In the Grange, the general effect of gracious calm is reinforced by the central portico and tall columns, and by the strong gable arched over the structure's central block. The point of Georgian residential design, which has enjoyed popularity among nouveaux-riches down to the present day, was to advertise the worldly prominence of the occupants, and their devotion to order, civil harmony and propriety.
In the little colonial universe of York, D'Arcy Boulton, Jr., who built the Grange, had done well for himself in trade and land sales. Sarah Anne Robinson, his wife, was the sister of chief justice John Beverley Robinson. The Boultons knew everybody in town, and were related to several of them.
Though eventually surrounded and swamped by Victorian urban development, the Grange served the Boulton family well as a fashionable, comfortable suburban seat, visible evidence of their high social position, and as an expression of their world view.
In 1911, the house passed from its last private owner into public hands, becoming the first home of the Art Museum of Toronto (now the Art Gallery of Ontario).
That's when its career as a problem started. Every time in recent memory that the AGO has wanted to expand -- in the 1960s, the 1990s and now -- the Grange has kept the architects busy figuring out how to cram new facilities into the pinched strip between the house's back door and Dundas Street West.
One scheme floated in the late 1960s featured wings extending south from the main body of the museum along the east and west sides of the house. The plan was quickly scotched. Not only must the Grange stay exactly where it is, blocking the gallery's expansion southward, it appears that the aristocratic home must also not be offended by having any closer contact with the democratic museum than absolutely necessary.

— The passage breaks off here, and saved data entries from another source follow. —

PR #52, opened 2014-12-02
Updated Q matrix to account for cameras with different Fx and Fy values

carnegieroboticsllc:
There current conversions to pointclouds use a simplified Q matrix which assumes Fx = Fy. This updates the Q matrix to account for cameras with different Fx and Fy values.


vrabaud:
thx ! that seems very valuable.

PR #53, opened 2014-12-04
Update stereo_camera_model.cpp

carnegieroboticsllc:
Correct slight error in the Q matrix derivation


vrabaud:
how about those checks ? 

```
assert( left_.fx() == right_.fx() );
```

Are they still relevant ?

carnegieroboticsllc:
I think that is still relavent. Confirming that the user has a proper calibration for their stereo camera would not hurt.

PR #55, opened 2014-12-15
Remove Python for Android

garyservin:


vrabaud:
nice ! more platforms :)

vrabaud:
hi, do you want me to release a new version of vision_opencv just for that change ?

garyservin:
Hi! I think there's no need for a new version just for this.

PR #58, opened 2015-01-05
fix error: ISO C++ forbids initialization of member for gcc 4.6

k-okada:


vrabaud:
Right, I had seen that but I forgot some old gcc's were still on the farm. Thx !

The time will surely come when the Grange must yield to the space requirements of the AGO, and be moved down into Grange Park, or off the site entirely.
But whether it stays put or retires to some other part of the city, the building will remain a valuable reminder of much that is good and bad in Toronto's mixed historical baggage.

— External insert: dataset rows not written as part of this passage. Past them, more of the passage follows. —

PR #65, opened 2015-07-13
fix image output of fback_flow

aginika:
Now this will show the result of flow calculation instead of frame image.
fback_flow

### DIFF
--- a/opencv_apps/src/nodelet/fback_flow_nodelet.cpp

It recalls the determination of Toronto's first citizens to create a civilized clearing in the New World wilderness, and a secure niche for the eminently sane, conservative cultural values of the British Enlightenment. While it is stylish nowadays to ridicule the Family Compact -- that tight gaggle of bureaucrats, clergymen and businessmen that ran things during Toronto's first few decades -- we should thank them for establishing sound laws and sound learning here, and leaving us the idea of order expressed in every fine, clean line and balanced architectural detail of the Grange.

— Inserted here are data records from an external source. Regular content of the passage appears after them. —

PR #71, opened 2015-09-09
Add format enum for easy use and choose format.

talregev:


cv_bridge/include/cv_bridge/cv_bridge.h
```diff
@@ -55,6 +55,16 @@ class CvImage;
...
+//from: http://docs.opencv.org/modules/highgui/doc/reading_and_writing_images_and_video.html#Mat imread(const string& filename, int flags)
+typedef enum {
+	BMP, DIP,
+	JPG, JPEG, JPE,
+	JP2,
+	PNG,
+	PBM, PGM, PPM,
+	SR, RAS,
+	TIFF, TIF,
+} Foramt;
```
vrabaud: please name it `Format`

talregev: It already have name "Format"

vrabaud: I read `Foramt`. There's a typo :)

talregev: O sorry, you are right :)

talregev: @vrabaud  change and squash ;)

cv_bridge/include/cv_bridge/cv_bridge.h
```diff
@@ -55,6 +55,16 @@ class CvImage;
...
 
+//from: http://docs.opencv.org/modules/highgui/doc/reading_and_writing_images_and_video.html#Mat imread(const string& filename, int flags)
+typedef enum {
+	BMP, DIP,
+	JPG, JPEG, JPE,
+	JP2,
+	PNG,
+	PBM, PGM, PPM,
+	SR, RAS,
+	TIFF, TIF,
```
vrabaud, line 66: TIF should be before TIFF in alphabetical order

vrabaud, line 66: does not matter actually, plus PNG already was before. That's fine no worries.

cv_bridge/src/cv_bridge.cpp
```diff
@@ -409,14 +409,49 @@ cv::Mat matFromImage(const sensor_msgs::CompressedImage& source)
...
+		case RAS:
+			return "ras";
+		case SR:
+			return "sr";
+		case TIF:
+			return "tif";
+		case TIFF:
+			return "tiff";
+	}
+	return "";
```
vrabaud: should be throw an error here maybe ?

talregev: I don't think so, because it enum, I cover all the possibilities , user cannot enter a wrong format.

talregev: If you insist I will add a a throw there.
Any more feedback?

vrabaud: It's more that the behavior is undefined right ? What if I put an int that is bigger than the biggest enum in Format ? You can also have a warning message that says the format is not supported and default to JPG.

talregev:
ok

cv_bridge/src/cv_bridge.cpp
talregev: ok. add a throw.

talregev: How I write a warning message?
Write to std error?

talregev:
thanks :)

But the building also calls to mind a sharply less attractive fact about our town's history. From 1875 until 1910, the house served as the home and headquarters for Goldwin Smith, who typically appears in accounts of the Grange as a "historian" and even "one of the city's leading intellectuals." The wealthy English-born scholar certainly came with the right credentials to impress the locals.
He was educated at Eton and Oxford University, where he was a brilliant student, and had done service as a famous university reformer.
Before moving to Canada in 1871, he had been Regius professor of modern history at Oxford, and a teacher at Cornell. At least by the time he married a Boulton heiress and moved into the Grange, he had become a bigot and crank, and a fanatical anti-Semite.
In a stream of pamphlets, articles and books, Smith flogged his poisonous racial views, and (among others) his belief that Canada should join the United States as a step toward saving the Anglo-Saxon race from contamination by Jews, the Irish and others he called "enemies of civilization."
These, too, are things the Grange memorializes: the readiness of our Victorian urban elite to embrace anti-Semites such as Goldwin Smith, and the persistence -- long past Smith's day -- of racism in our private and civic institutions.
The Grange is a monument to much that is good and much that is evil, and to a great deal we should never forget about Toronto's past.